The house’s recent owner, John Gusto, asked Mandros to design an addition to the Johnson cottage, which the city’s historical commission did not approve. Unable to expand the house, Gusto decided to sell the property. He and Mandros tried to find buyers who might save the modest house and relocate it. Eventually, a deal was worked out whereby Gusto donated the house to the Los Altos Foundation who would move the structure to land owned by the city. Los Altos Historic Commission member Justin Drewes championed the idea of the city donating the land for the project.

What happened next gets a little murky. The city was not willing to pay for the restoration of the modernist cottage beyond providing the vacant parcel of land. The fight for the little Neutra might have ended when the city said they had no money, but a few vocal citizens, including someone named King Lear, rallied to save the house. Without any government funding the local citizenry had to raise all of the money to relocate and renovate the house. At some point a decision was made to alter the house so that it could function as a community center. Restoration became adaptive reuse.


Citizens enjoying the patio. Photo: Miltiades Mandros

There is little substantive information on the Neutra House Project website about the restoration process. According to Mandros, who has followed the project for many years, there is some original siding remaining but little else. According to Lear, one of the community leaders and advocates of the renovation, some corrections are being made based on recent reviews from Dion Neutra, Richard Neutra’s architect son, as well as the Neutra scholar Barbara Lamprecht.
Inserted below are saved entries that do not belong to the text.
PR #246, opened 2025-04-28
Handle listen/accept/send/receive in afd_endpoint

Igoorx:
This PR adds support for listening, accepting, sending, and receiving to afd_endpoint.

A simple HTTP server is currently functional, but I'm likely missing something as I encounter a mapping violation on `select` when performing chunked downloads from the HTTP server.

Also, there are still some things I'm still uncertain about:

- Where the `delayed_ioctl_` event should be reset? It wasn't being reset previously, which caused issues. In this PR, I'm resetting it with every IO operation.
- Is `AFD_LISTEN_RESPONSE_INFO` correct? The struct Windows expects appears to be 20 bytes long, so I had to remove some fields from the structure.
- `pragma pack(push, 1)` seems to be necessary, but it doesn't seem to be used in the other structures, maybe they fit neatly in the alignment?


momo5502:
@RektInator probably makes sense you look at this, as you were working on the same thing

MauriceKayser:
Might contain helpful info: https://www.huntandhackett.com/blog/improving_afd_socket_visibility

Igoorx:
@MauriceKayser Thank you, that had some useful stuff! Also, thanks to it, I found this repository:
https://github.com/A-Normal-User/NtSocket_NtClient_NtServer
Could be useful, but this server doesn't seem to be able to accept connections inside the emulator for some unknown reason.

Igoorx:
I did some more in-depth investigation today and managed to track down the cause(s) of the issues 😄. It seems to be working correctly now. I probably just need to find a better way to handle the completion event and do some touchups before opening the PR for review.

Igoorx:
@momo5502, I think it's all good now! Would you mind checking it out when you get a chance? Thanks!

src/windows-emulator/devices/afd_endpoint.cpp
```diff
@@ -547,6 +624,286 @@ namespace
                 return STATUS_ADDRESS_ALREADY_ASSOCIATED;
             }
 
+            if (c.io_status_block)
+            {
+                IO_STATUS_BLOCK<EmulatorTraits<Emu64>> block{};
+                block.Status = STATUS_SUCCESS;
+                block.Information = 0;
+                c.io_status_block.write(block);
+            }
```
momo5502: i don't think this is needed. this is automatically done here:
https://github.com/momo5502/sogen/blob/main/src/windows-emulator/io_device.hpp#L115

src/windows-emulator/devices/afd_endpoint.cpp
```diff
@@ -547,6 +624,286 @@ namespace
...
+            {
+                return STATUS_INVALID_PARAMETER;
+            }
+
+            if (c.io_status_block)
+            {
+                IO_STATUS_BLOCK<EmulatorTraits<Emu64>> block{};
+                block.Status = STATUS_SUCCESS;
+                block.Information = 0;
+                c.io_status_block.write(block);
```
momo5502: same here and in all the other handlers as well

src/windows-emulator/devices/afd_endpoint.cpp
```diff
@@ -602,7 +959,12 @@ namespace
                     timeout = utils::convert_delay_interval_to_time_point(win_emu.clock(), info.Timeout);
                 }
 
-                this->delay_ioctrl(c, timeout);
+                this->delay_ioctrl(c, {}, timeout, [&](const io_device_context& dc) {
```
momo5502: i would explicitly write out what is being captured here. due to delaying the callback execution, there is high chance of UAFs, so better be explicit in order to prevent these.
```suggestion
                this->delay_ioctrl(c, {}, timeout, [&win_emu](const io_device_context& dc) {
```

momo5502 (approved):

Apparently, there is no architect of record for the project and no historian or conservator was hired. That is not to say that the grass roots efforts were not well intended. Small suburban communities, even affluent ones like Los Altos, are just beginning to recognize the cultural value of mid-century cultural resources, but often they are not willing or able to secure government funds to preserve those resources. One advantage of government subsidy is oversight and hopefully, a process that follows the Secretary of Interior Standards for Historic Preservation.


The house before it was moved. Photo: Miltiades Mandros.
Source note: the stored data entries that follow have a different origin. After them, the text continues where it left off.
Issue #69, opened 2025-01-11
Add semantic logging


momo5502:
Logging colors are chosen individually for each logged output. But this doesn't make sense. Logging should be based on semantics: Colors should be selected based on how informative the logged information is. So different logging categories like warning, error, but also different info levels are needed: e.g. syscalls being executed is nice to see, but almost never really useful. however certain memory accesses or special syscall events like hiding threads from a debugger need a higher info level.

Mizokuiam:
Great observation! Let me add some thoughts...

VelocityRa:
You guys probably know about it but [spdlog](https://github.com/gabime/spdlog) is a great plug 'n play solution for this, I use it everywhere.

momo5502:
> You guys probably know about it but [spdlog](https://github.com/gabime/spdlog) is a great plug 'n play solution for this, I use it everywhere.

I have used spdlog once a few years ago 😂 It has probably changed a lot since. I will definitely check it out and see if it fits into this project. Thank you for the hint :)

momogflovesbbc:
<img width="560" height="800" alt="Image" src="https://github.com/user-attachments/assets/ab7190de-23fc-447d-8cfa-2d7be79ecabd" />

PR #359, opened 2025-06-05
Move much of the analysis logic from the emulation core into the analyzer

momo5502:
Analysis should not be done in the core. Not everyone using the emulator needs the analysis.
Much of it was moved to the analyzer. Not all, but the rest will be done in a follow up PR.


momo5502:
This somewhat relates to #69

The cottage being relocated. Photos: John Gusto.

But the result here is not preservation, nor does it tell us much about the early thinking of Richard Neutra. What we have is a reproduction of an exterior of a portion of a modest compound that Neutra designed in 1935. The profound lessons for other relatively young suburban townships are not found in the reconstruction of the exterior of this house, but in the strange process of trying to save this landmark. To preserve modernist landmarks communities need a paid architect, historian, and conservator. To hire those professionals a town needs the financial support of the city fathers and mothers. Maybe this new era brings more possibility about government support; maybe we can preserve more than the simple outlines of a modernist treasure.